Citation: Kelly DP, Hester EJ, Johnson KR, Heilig LF, Drake AL, et al. (2004) Avoiding URL Reference Degradation in Scientific Publications. PLoS Biol 2(4): e99. doi:10.1371/journal.pbio.0020099
Published: April 13, 2004
Copyright: © 2004 Kelly et al. and Public Library of Science. This is an open-access article distributed under the terms of the Creative Commons Attribution License, which permits unrestricted use, distribution, and reproduction in any medium, provided the original work is properly cited.
While we applaud PloS' use of Digital Object Identifiers (“The What and Whys of DOIs,” PLoS Biol 1: e57 doi: 10.1371/journal.pbio.0000057), we also note the lack of provisions in your instructions for authors for preserving access to electronic information residing at a cited Internet addresses via Uniform Resource Locators (URLs). Medical and scientific literature increasingly cites information only found on the Internet. However, URLs may become inaccessible shortly after article publication.
Please consider requiring PLoS' authors to (1) submit all cited URLs to the Internet Archive (www.archive.org), a nonprofit organization that has been preserving electronic content since 1996, and (2) maintain a printed copy of the electronic information for future communication until the URL becomes available at the Internet Archive (about a six-month lag time).
The Internet Archive, the largest digital library of Internet sites and other digital data, stores cited Internet information at no cost to the author, reader, or publisher. By requiring PLoS' authors to submit all cited Internet-based information to the Internet Archive, PLoS will better preserve the integrity of its content for the future.
Ms. Kelly and colleagues raise an important issue about the ephemeral nature of many information sources on the Internet. In the case of online scholarly literature, information is more likely to be archived and able to be found—indeed, an open-access article is one in which, according to the Bethesda Definition, “A complete version of the work and all supplemental materials, including a copy of the permission…, in a suitable standard electronic format is deposited immediately upon initial publication in at least one online repository that is supported by an academic institution, scholarly society, government agency, or other well-established organization that seeks to enable open access, unrestricted distribution, interoperability, and long-term archiving (for the biomedical sciences, PubMed Central is such a repository).”
Other types of Internet-based information are more likely to change, move, or be removed. We agree that wherever possible we must find a way to preserve the relevant information from the sources cited in our articles.
PLoS has always encouraged authors to submit supporting information for their research articles, including raw datasets, spreadsheets, multimedia, and snapshots of Web-based interactive tools. PLoS makes this supporting information available to everyone for download and use. PLoS also requires authors to deposit all appropriate datasets, images, and information in public databases and to list the relevant accession and version numbers in the article.

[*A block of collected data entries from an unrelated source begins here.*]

Issue #1182, opened 2026-06-16
Download-client Test should validate path visibility, not just connectivity


vavallee:
## Problem

The download-client **Test** button (`DownloadClientHandler.Test`, `internal/api/download_clients.go:201`) verifies the API connection. A green result gives users confidence that imports will work, but it does **not** verify that Bindery can actually *see* the files the client writes. The most common new-user failure is exactly this: test passes, downloads complete, nothing imports, because `BINDERY_DOWNLOAD_DIR` doesn't point where the client writes completes (different mount / path). The failure is silent until they dig into a library scan or the queue.

This is a recurring support load (multiple Discord/Reddit reports, and it bit the maintainer's own deployment).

The question, then, is how PLoS and its authors can preserve access to other Internet-based information, including organizational Web sites, articles in the popular media, or interactive databases.
Although submitting cited URLs to the Internet Archive is worthwhile, it is still (unfortunately) far from ideal. The Internet Archive is best at archiving simple HTML and may be the most appropriate place to archive a Web site an author has cited for its static information content. The Internet Archive does not, however, archive content with password restrictions or “crawling” restrictions, and it allows the removal of already archived content at the request of Web administrators; it would therefore not be an effective archive, for example, for popular press articles that have restricted access. In addition, the Internet Archive cannot preserve functions that interact with the originating server, so it is not an appropriate way to archive a Web site an author has cited, for example, for its useful interactive tools. Finally, there is currently no automated way for publishers to redirect links from the original address to the address on the Internet Archive.
For the time being, PLoS plans to review all electronic citations on a case-by-case basis and, when appropriate, request that authors submit the cited Web site URL to the Internet Archive and additionally submit a digital copy of the information to PLoS for internal archiving.
We would also like to encourage further input on this issue from the scientific and medical community and urge them to support the Internet Archive and other organizations working to preserve the digital record for future generations.